## Source records
PR #4170, opened 2021-02-05
web: clear logs functionality

### LINKED ISSUE #1885: Feature request: Clear logs?
Can we have a way to clear logs? I'm looking and can't find a way :)

I've been using the WebUI and would love a way to clear logs there; perhaps adding a "Clear logs" button at the top would do the trick? Or maybe also add a keyboard-command "Ctrl-K" to clear like we do in the Terminal?

For example

I tried reverting back to using the Tilt Terminal View to view/clear the logs, but no luck... Ctrl-K/L kills in the AsciiUI!

Cheers

milas:
New button in the resource bar to clear logs. On the all view,
this will clear logs for all resources. On an individual resource,
it will just clear that resource's logs.

If a resource currently has error/warnings, the latest build or
runtime span respectively will be retained. This is to avoid having
a bunch of alerts that just show empty text on click.

### TODO
- [x] Hide button in snapshots

Closes #1885.

### DIFF
--- a/web/src/ClearLogs.tsx
+++ b/web/src/ClearLogs.tsx
@@ -1,8 +1,5 @@
 import React from "react"
 import styled from "styled-components"
-import { Alert } from "./alerts"
-import { FilterSource } from "./logfilters"
-import { isBuildSpanId, isTiltfileSpanId } from "./logs"
 import { useLogStore } from "./LogStore"
 import { Color, FontSize } from "./style-helpers"
 
@@ -18,48 +15,19 @@ const ClearLogsButton = styled.a`
 
 export interface ClearLogsProps {
   resource?: Proto.webviewResource
-  alerts?: Alert[]
 }
 
-const ClearLogs: React.FC<ClearLogsProps> = ({ resource, alerts }) => {
+const ClearLogs: React.FC<ClearLogsProps> = ({ resource }) => {
   const logStore = useLogStore()
   const label = resource?.name ? "Clear Logs" : "Clear All Logs"
 
   const clearLogs = () => {
     let spans: { [key: string]: Proto.webviewLogSpan }
-    let relevantAlerts: Alert[]
     if (resource) {
       const manifestName = resource.name ?? ""
       spans = logStore.spansForManifest(manifestName)
-      relevantAlerts = (alerts || []).filter(
-        (alert) => alert.resourceName == manifestName
-      )
     } else {
       spans = logStore.allSpans()
-      relevantAlerts = alerts || []
-    }
-
-    // don't delete the latest span that corresponds to an alert
-    for (const alert of relevantAlerts) {
-      let spanIdsForResource = logStore.getOrderedSpansIdsForManifest(
-        alert.resourceName
-      )
-      if (alert.source == FilterSource.build) {
-        spanIdsForResource = spanIdsForResource.filter(
-          (spanId) => isBuildSpanId(spanId) || isTiltfileSpanId(spanId)
-        )
-      } else if (alert.source == FilterSource.runtime) {
-        spanIdsForResource = spanIdsForResource.filter(
-          (spanId) => !isBuildSpanId(spanId) && !isTiltfileSpanId(spanId)
-        )
-      } else {
-        // unsupported source, so don't attempt to prevent truncation
-        continue
-      }
-      if (spanIdsForResource.length !== 0) {
-        const latestSpanId = spanIdsForResource[spanIdsForResource.length - 1]
-        delete spans[latestSpanId]
-      }
     }
 
     logStore.removeSpans(Object.keys(spans))
--- a/web/src/ClearLogs.tsx
+++ b/web/src/ClearLogs.tsx
@@ -1,12 +1,22 @@
 import React from "react"
 import styled from "styled-components"
 import { useLogStore } from "./LogStore"
-import { Color, FontSize } from "./style-helpers"
+import {
+  AnimDuration,
+  Color,
+  FontSize,
+  mixinResetButtonStyle,
+} from "./style-helpers"
 
-const ClearLogsButton = styled.a`
+const ClearLogsButton = styled.button`
+  ${mixinResetButtonStyle}
   margin-left: auto;
-  cursor: pointer;
   font-size: ${FontSize.small};
+  color: ${Color.white};
+
+  & {
+    transition: color ${AnimDuration.default} ease;
+  }
 
   &:hover {
     color: ${Color.blue};
--- a/web/src/ClearLogs.tsx
+++ b/web/src/ClearLogs.tsx
@@ -13,10 +13,7 @@ const ClearLogsButton = styled.button`
   margin-left: auto;
   font-size: ${FontSize.small};
   color: ${Color.white};
-
-  & {
-    transition: color ${AnimDuration.default} ease;
-  }
+  transition: color ${AnimDuration.default} ease;
 
   &:hover {
     color: ${Color.blue};
--- a/web/src/ClearLogs.tsx
+++ b/web/src/ClearLogs.tsx
@@ -1,0 +1,71 @@
+import React from "react"
+import styled from "styled-components"
+import { Alert } from "./alerts"
+import { FilterSource } from "./logfilters"
+import { isBuildSpanId, isTiltfileSpanId } from "./logs"
+import { useLogStore } from "./LogStore"
+import { Color, FontSize } from "./style-helpers"
+
+const ClearLogsButton = styled.a`
+  margin-left: auto;
+  cursor: pointer;
+  font-size: ${FontSize.small};
+
+  &:hover {
+    color: ${Color.blue};
+  }
+`
+
+export interface ClearLogsProps {
+  resource?: Proto.webviewResource
+  alerts?: Alert[]
+}
+
+const ClearLogs: React.FC<ClearLogsProps> = ({ resource, alerts }) => {
+  const logStore = useLogStore()
+  const label = resource?.name ? "Clear Logs" : "Clear All Logs"
+
+  const clearLogs = () => {
+    let spans: { [key: string]: Proto.webviewLogSpan }
+    let relevantAlerts: Alert[]
+    if (resource) {
+      const manifestName = resource.name ?? ""
+      spans = logStore.spansForManifest(manifestName)
+      relevantAlerts = (alerts || []).filter(
+        (alert) => alert.resourceName == manifestName
+      )
+    } else {
+      spans = logStore.allSpans()
+      relevantAlerts = alerts || []
+    }
+
+    // don't delete the latest span that corresponds to an alert
+    for (const alert of relevantAlerts) {
+      let spanIdsForResource = logStore.getOrderedSpansIdsForManifest(
+        alert.resourceName
+      )
+      if (alert.source == FilterSource.build) {
+        spanIdsForResource = spanIdsForResource.filter(
+          (spanId) => isBuildSpanId(spanId) || isTiltfileSpanId(spanId)
+        )
+      } else if (alert.source == FilterSource.runtime) {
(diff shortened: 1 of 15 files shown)


web/src/ClearLogs.tsx
```diff
@@ -0,0 +1,71 @@
...
+      spans = logStore.spansForManifest(manifestName)
+      relevantAlerts = (alerts || []).filter(
+        (alert) => alert.resourceName == manifestName
+      )
+    } else {
+      spans = logStore.allSpans()
+      relevantAlerts = alerts || []
+    }
+
+    // don't delete the latest span that corresponds to an alert
```
nicks, line 42: you've introduced a new concept here of a "latest" span. I don't think this concept makes sense. 

You adapted it from ordered build spans, which was already sus. But at least ordered build spans corresponds to something real in the underlying engine - a manifest can only have one build at a time. But I don't think this is true for arbitrary spans for things like pod logs and events

might make sense to take a step back and think about what we're trying to do and the right way to model it?

nicks: the special-casing of tiltfile span ids is a pretty big red flag to me that we may need to talk more about the model of what you're trying to do here

but i'm not 100% clear on why we need to keep the last alert at all?

milas: The intent here was to avoid getting into a state where the alerts bar + log filters are showing errors/warnings but there's no longer any content.

Example:
Screen Shot 2021-02-08 at 1 14 50 PM

(That's after hitting "Clear Logs" in the current state of this branch.)

The runtime case is definitely weirder given that it only applies to K8s and as shown here, it's unlikely the log output is useful to diagnose the problem anyway.

Arguably, this is a pre-existing issue as alerts & log output are decoupled as-is -- alerts actually have a message but afaict it's not shown anywhere, so it's already possible to have the log filter suggesting there are errors/warnings but none actually exist in the log output.

milas: I'll simplify to removing _all_ spans for manifest rather than trying to keep around the related error context. I do think the way alerts are presented / interact with log filters is fairly unintuitive when using the UI and clearing logs can/might make that slightly worse, but at least it's an intentional action so hopefully not hugely surprising

nicks: ah, ok. so if I understand this correctly - you're trying to going through the alerts, and trying to preserve the logs that keep those alerts on screen?

what if we did the opposite? go through the logs that we're clearing, and add a flag to indicate "ignore alerts in span X before time Y"?

milas: Okay, take a look at latest changes. Since the alert logic already has span info, it was easier to filter out alerts that are for a span that doesn't exist in the log store rather than doing additional book keeping by timestamp.

web/src/OverviewActionBar.tsx
```diff
@@ -475,6 +478,7 @@ export default function OverviewActionBar(props: OverviewActionBarProps) {
           filterSet={props.filterSet}
           alerts={alerts}
         />
+        {isSnapshot || <ClearLogs resource={resource} />}
```
nicks, line 481: will this make the text "true" appear in snapshots? not sure that's what you want

web/src/OverviewLogPane.tsx
```diff
@@ -212,12 +216,33 @@ export class OverviewLogComponent extends Component<OverviewLogComponentProps> {
...
   }
 
-  onLogUpdate() {
+  onLogUpdate(e: LogUpdateEvent) {
     if (!this.rootRef.current || !this.cursorRef.current) {
       return
     }
 
-    this.readLogsFromLogStore()
+    let isAffectedByUpdate = false
```
nicks, line 224: hmmmm...this seems like a brittle optimization. is this really needed? AFAIR, the "append" event didn't need this, and the "truncate" event seems infrequent enough that it's not worth the effort.

web/src/LogStore.ts
```diff
@@ -59,7 +59,17 @@ class StoredLine {
...
 
-type callback = () => void
+export enum LogUpdateAction {
+  append,
+  truncate,
+}
+
+export interface LogUpdateEvent {
+  action: LogUpdateAction
+  spans: { [key: string]: Proto.webviewLogSpan }
```
nicks, line 69: what problem does this field solve? this seems like it's adding extra bookkeeping but not providing any real benefit.

web/src/logs.ts
```diff
@@ -50,3 +50,7 @@ export function sourcePrefix(n: string) {
 export function isBuildSpanId(spanId: string): boolean {
   return spanId.indexOf("build:") !== -1
 }
+
+export function isTiltfileSpanId(spanId: string): boolean {
```
nicks, line 54: i think this is dead code now

web/src/OverviewResourcePane.tsx
```diff
@@ -46,12 +48,37 @@ export default function OverviewResourcePane(props: OverviewResourcePaneProps) {
...
+    if (r) {
+      alerts = combinedAlerts(r, logStore)
+    } else if (all) {
+      resources.forEach((r) => alerts.push(...combinedAlerts(r, logStore)))
+    }
+    return alerts
   }
+  const [alerts, setAlerts] = useState<Alert[]>([])
+  // update alerts whenever the selected resource changes
+  useEffect(() => setAlerts(buildAlerts), [r])
```
nicks, line 62: I'm pretty confident this isn't going to work like you expect. You really don't want circular dependencies between hooks like this.

instead of making alerts a hook, maybe just create a dummy state variable?

```
const [trancateCount, setTruncateCount] = useState(0)

let alerts = ...
```

it's a little janky, but it should force the alerts to regenerate correctly each time the truncate count increments, which is closer to the data flow you want.

nicks (commented):
only blocking comment is the weird use of hooks

web/src/ClearLogs.tsx
```diff
@@ -0,0 +1,39 @@
+import React from "react"
+import styled from "styled-components"
+import { useLogStore } from "./LogStore"
+import { Color, FontSize } from "./style-helpers"
+
+const ClearLogsButton = styled.a`
```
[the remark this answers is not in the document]
milas: Ah `mixinResetButtonStyle` is probably what I was missing - I was fighting the button styles a lot and gave up. Thanks for the pointer.

web/src/OverviewResourcePane.tsx
milas: Hmm...not sure I totally understand how that would help here.

You're suggesting something like this?
```javascript
  const [truncateCount, setTruncateCount] = useState<number>(0)

  // add a listener to rebuild alerts whenever a truncation event occurs
  useEffect(() => {
    const rebuildAlertsOnLogClear = (e: LogUpdateEvent) => {
      if (e.action === LogUpdateAction.truncate) {
        setTruncateCount(truncateCount + 1)
      }
    }

    logStore.addUpdateListener(rebuildAlertsOnLogClear)
    return () => logStore.removeUpdateListener(rebuildAlertsOnLogClear)
  }, [])

  let alerts: Alert[] = []
  if (r) {
    alerts = combinedAlerts(r, logStore)
  } else if (all) {
    resources.forEach((r) => alerts.push(...combinedAlerts(r, logStore)))
  }
```
That won't actually force a re-render, unfortunately.

Because alerts need to react to changes in `LogStore`, they need to be in state so React can see the change and re-render. But as a result, that means that I need to handle props changes.

The "subscription" hook for `LogStore` has `[]` for deps, so it'll just subscribe on mount and unsubscribe on unmount.
The hook here is for props changes, so has `[r]` for deps, so it'll only run when the resource changes.

I believe this is correct use of hooks - setting state is generally safe as long as correctly guarded with dependencies to prevent an infinite re-render loop, and pretty common for subscription cases.

That said, one thought would be to modify the `LogStore` subscriptions (which might address some of the other feedback) so that you can pass a resource/manifest name on subscribe and only get callbacks if that one changes. Then, a single effect would suffice:
```javascript
  // add a listener to rebuild alerts whenever resource changes or a truncation event occurs
  useEffect(() => {
    const rebuildAlertsOnLogClear = (e: LogUpdateEvent) => {
      if (e.action === LogUpdateAction.truncate) {
        setAlerts(buildAlerts)
      }
    }
    
    setAlerts(buildAlerts)

    logStore.addUpdateListener(rebuildAlertsOnLogClear, r?.name)
    return () => logStore.removeUpdateListener(rebuildAlertsOnLogClear)
  }, [r])
```

nicks: > That won't actually force a re-render, unfortunately.

you made a mistake - you'll need to create a useEffect() dependency on truncateCount, because it reads truncateCount. it should work after that.

> Because alerts need to react to changes in LogStore, they need to be in state so React can see the change and re-render.

Yep, we agree this is the core issue. But you're not handling dependencies correctly. Here's a repro case you can try yourself:

1) add `cmd='exit 1` to the storybook resource in web/storybook.tiltfile
2) Run tilt up
3) Navigate to http://localhost:10350/r/(all)/overview
4) Click 'clear logs'
5) Click the reload button on the storybook item

Expected result:
The error count should be '1'

Actual result:
The error count is '0'

We can talk about how you could handle this correctly, but i think the approach i described (where the data is unidirectional) is going to be simpler to reason about.

web/src/OverviewLogPane.tsx
milas: You're right - it's unnecessary. I think at one point I had something else funky going on and thought I needed this. Got rid of it and dramatically simplified the logic here

web/src/LogStore.ts
milas: It was for in conjunction with conditionally triggering an update by the receiver but is unnecessary in the end (see other comment) - got rid of it and associated bookkeeping.

web/src/OverviewResourcePane.tsx
milas: D'oh - ok, everything works well with that approach (when I use dependencies properly 😝). Changes are in b8376cb, please unresolve if I did something else whacky!

web/src/logs.ts
milas: Away it goes!

web/src/OverviewActionBar.tsx
milas: No, this is a goofy but common abuse of JS logical operators -> https://reactjs.org/docs/conditional-rendering.html#inline-if-with-logical--operator - `false || expression` evaluates to `expression`, not a `boolean` type 😬

(JSX explicitly ignores `false` from an expression within element content to enable this use case)

If there's a different pattern used throughout Tilt UI, I can swap. Is `isSnapshot ? null : <ClearLogs ... />` preferable?

web/src/LogStore.ts
```diff
@@ -293,12 +368,20 @@ class LogStore {
     return this.logHelper(spans, 0).lines
   }
 
+  allSpans(): { [key: string]: LogSpan } {
+    const result: { [key: string]: LogSpan } = {}
+    for (let spanId in this.spans) {
+      result[spanId] = { ...this.spans[spanId] }
```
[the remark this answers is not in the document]
milas: Removed the clone - it wasn't strictly necessary, I just did it to avoid callers unintentionally mutating internal `LogStore` state. Not as much of a concern now that there's way less logic with the result of this now.

web/src/ClearLogs.tsx
```diff
@@ -0,0 +1,49 @@
...
+} from "./style-helpers"
+
+const ClearLogsButton = styled.button`
+  ${mixinResetButtonStyle}
+  margin-left: auto;
+  font-size: ${FontSize.small};
+  color: ${Color.white};
+
+  & {
+    transition: color ${AnimDuration.default} ease;
```
nicks, line 18: you can move this with the other properties... "&" doesn't really make sense as a selector, since it's just a self-reference

nicks (approved):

## The task
Give a single number: the count of lines above that include the word "whenever".

## Solution to the problem
3